В нечеловеческом голосе слышался не вопрос, а приказ.
– О да, учитель, – кивнул Гернухор. – С наслаждением.
Представил, что опять кромсает живое, и даже задрожал. Сладостно, истомно и нетерпеливо. Когда-нибудь и он будет стоять с обсидиановым ножом у каменной плиты. Скорей бы.
На орбите. «Сухой остаток»
Почему начальство появляется всегда так не вовремя?.. Стоило Чинаппе открыть крышку контейнера и зачерпнуть лопаточкой клейкую коричневую массу, как палубы прорезала сфера лифта и на обзорном посту возник Командир.
– Ага, сгущёнка! – Угольные глаза талеирца фасетчато блеснули при виде контейнера, он подошёл поближе и вгляделся с плохо скрываемым интересом. – Но почему такая консистенция, такой цвет? Дай-ка попробую органолептически… – Командир сунул длинный палец в контейнер, размазал по ладони, послюнил, слизнул языком. – Так… те же коагулированные белки, только прошедшие вторичную термическую обработку. Очень интересный вкус…
– Вы совершенно правы, Командир, – с уважением взглянула на него полусотник. – Я действительно разведала новый продукт, называется «Сгущёнка вареная».
– Хорошая штука… – Он нехотя вернул контейнер, дочиста облизал ладонь и взглядом указал на экран сканера. – Ну а там как? Есть что-нибудь новенькое, помимо сгущёнки?
На экране висела заставка, изображающая играющего котёнка-муркота. Лапы, уши, ещё не обросший длинный хвост… умиление и восторг.
– Да нет, всё то же, без изменений. – Чинаппа поставила сгущёнку и прогнала с экрана котёнка.
Земляне продолжали с энтузиазмом гадить в собственном доме, разрушать его на дрова, хоронить под полом отраву и оспаривать друг у дружки право на небесную синеву…

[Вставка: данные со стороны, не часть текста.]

PR #50, opened 2024-01-06
A bunch of improvements for the classification skill

chemeris:
Thank you for an excellent library. I ran it against our dataset of 10k social media posts to detect their sentiment and classify it into a set of topics. This set of patches is what it took for me to get it working - from minor fixes to improvements in the learning process.

I have a bunch of ideas on how to improve learning performance with more advanced learning strategies - I'd be happy to discuss this if there is interest in implementing advanced learning strategies.

### DIFF
--- a/adala/environments/base.py
+++ b/adala/environments/base.py
@@ -207,9 +207,9 @@ class StaticEnvironment(Environment):
                 [gt_pred_match.rename("match"), gt], axis=1
             )
             pred_feedback[pred_column] = match_concat.apply(
-                lambda row: "Prediction is correct."
+                lambda row: f"Prediction for {gt_column} is correct."
                 if row["match"]
-                else f'Prediction is incorrect. Correct answer: "{row[gt_column]}"'
+                else f'Prediction for {gt_column} is incorrect. Correct answer: "{row[gt_column]}"'
                 if not pd.isna(row["match"])
                 else np.nan,
                 axis=1,
--- a/adala/agents/base.py
+++ b/adala/agents/base.py
@@ -305,6 +305,12 @@ class Agent(BaseModel, ABC):
                 if skill.frozen:
                     continue
 
+                if accuracy[skill_output] >= accuracy_threshold:
+                    print_text(
+                        f'Output {skill_output} of skill "{skill_name}" is already accurate enough ({accuracy[skill_output]}), skipping ...'
+                    )
+                    continue
+
                 print_text(
                     f'Skill output to improve: "{skill_output}" (Skill="{skill_name}")\n'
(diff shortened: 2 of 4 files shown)


adala/environments/base.py
```diff
@@ -207,9 +207,9 @@ def get_feedback(
                 [gt_pred_match.rename("match"), gt], axis=1
             )
             pred_feedback[pred_column] = match_concat.apply(
-                lambda row: "Prediction is correct."
+                lambda row: f"Prediction for {gt_column} is correct."
```
niklub, line 210: Could you explain the reason for this addition? the initial idea was to use a single column at a time, so pointing out a specific column name might be not necessary - but I'm probably missing your idea

niklub:
Hi, @chemeris ! thanks for your great contribution!
> I'd be happy to discuss this if there is interest in implementing advanced learning strategies.

Absolutely, it would be very helpful to have different learning strategies and reasoning path, and give user the options. Feel free to open the github issue where we can discuss the solutions and reference it in PR hereafter

adala/environments/base.py
chemeris: Classification (and Transform) skills support multiple outputs and I used this to classify each social media post into multiple categories (each one as a True/False field).

You're correct that on each step we evaluate only one output. But the base prompt doesn't mention which of the outputs we evaluate at the step. This patch is the easiest way I found to make sure the model understands that the feedback is related to a specific output.

If there is only one output, we can simply say "Prediction is correct." as it used to be.

Here is how the template from TransformSkill.improve(). Note that it doesn't mention anything about the output name:
```Python
"""
## Current prompt
{self.instructions}

## Examples
{examples}

Summarize your analysis about incorrect predictions and suggest changes to the prompt."""
```

niklub (approved):

adala/environments/base.py
niklub: I got your idea about referencing specific columns to help LLM make the correct assessment. However, the column name defined there doesn't contain any signal for LLM, example from the tests:
```
Prediction for gt_0 is incorrect. Correct answer:     0 0 0   1 1 1   1 5 1   
  "1 1 1" 
```
"gt_0" keyword is not presented in input prompt which consists of the string "Input: ... Output: ...". In this case, I'd better create a string like
`"Prediction for the field "Output" is incorrect"`
assuming there can be multiple outputs.
Let me know if it makes sense.
Happy to merge your PR as soon as we have all tests passed. Thank you.

niklub (changes requested):

adala/environments/base.py
chemeris: Makes sense.
I just need to figure out how to get the field name 🤔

– Что это было? – Командир, смотревший на экран с выражением горькой брезгливости, неожиданно указал пальцем. – Верни предыдущий сюжет.
Группа людей в герметичных костюмах биозащиты стояла у огромного прозрачного бокса, в котором были заключены их нагие собратья. Те, что внутри, в муках и судорогах испускали последний вздох. Их выворачивало наизнанку, а беззвучно разверстые рты свидетельствовали о неимоверных страданиях. Люди снаружи внимательно наблюдали, обменивались впечатлениями и фиксировали все детали на видеоносители. В каждом их движении чувствовались расчёт, трудолюбие и профессионализм.

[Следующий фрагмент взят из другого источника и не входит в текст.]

PR #60, opened 2024-02-07
initial version of API server

deppp:


matt-bernstein:
@deppp should this branch be closed in favor of feat/async-env-kafka, which also implements an API server?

– Минутку… – Чинаппа справилась у Мозга и хмуро кивнула Командиру. – Это проект «Сухой остаток», совместная разработка нескольких ведущих фармацевтических фирм. С помощью генной инженерии выводят модифицированный возбудитель, на который не действуют существующие средства. Его испытывают на людях, чтобы подтвердить эффективность поражения. Затем создаётся лекарство, и его тоже испытывают. То, что мы с вами сейчас видели… препарат оказался неудачным. Когда средство найдено, болезнь выпускают на свободу. Остаётся только назначить цену за спасение и подсчитывать прибыль… Кстати, Командир… Мозг говорит, что завтра у них проверка вакцины, предназначенной для детей до пяти лет…
– Ублюдки! – не выдержал талеирец. Хрустнул кулаками, и в чёрных, как уголь, глазах вспыхнули страшные огни. – Поражаюсь твоему милосердию, полусотник! Право, не знаю, стал бы я на твоём месте отводить от них тот астероид… Что хорошего может дать Галактике цивилизация, которая ещё в пелёнках подобное творит?.. – Он взмахнул рукой, на которой обнаружилось несколько лишних суставов. Справившись с собой, Командир со вздохом попросил: – Ладно, полусотник, я понял, что без сгущёнки ты бы тут и суток не выдержала… Ну а хорошее хоть что-нибудь есть? Хоть аборигенку, что ли, свою гениальную покажи…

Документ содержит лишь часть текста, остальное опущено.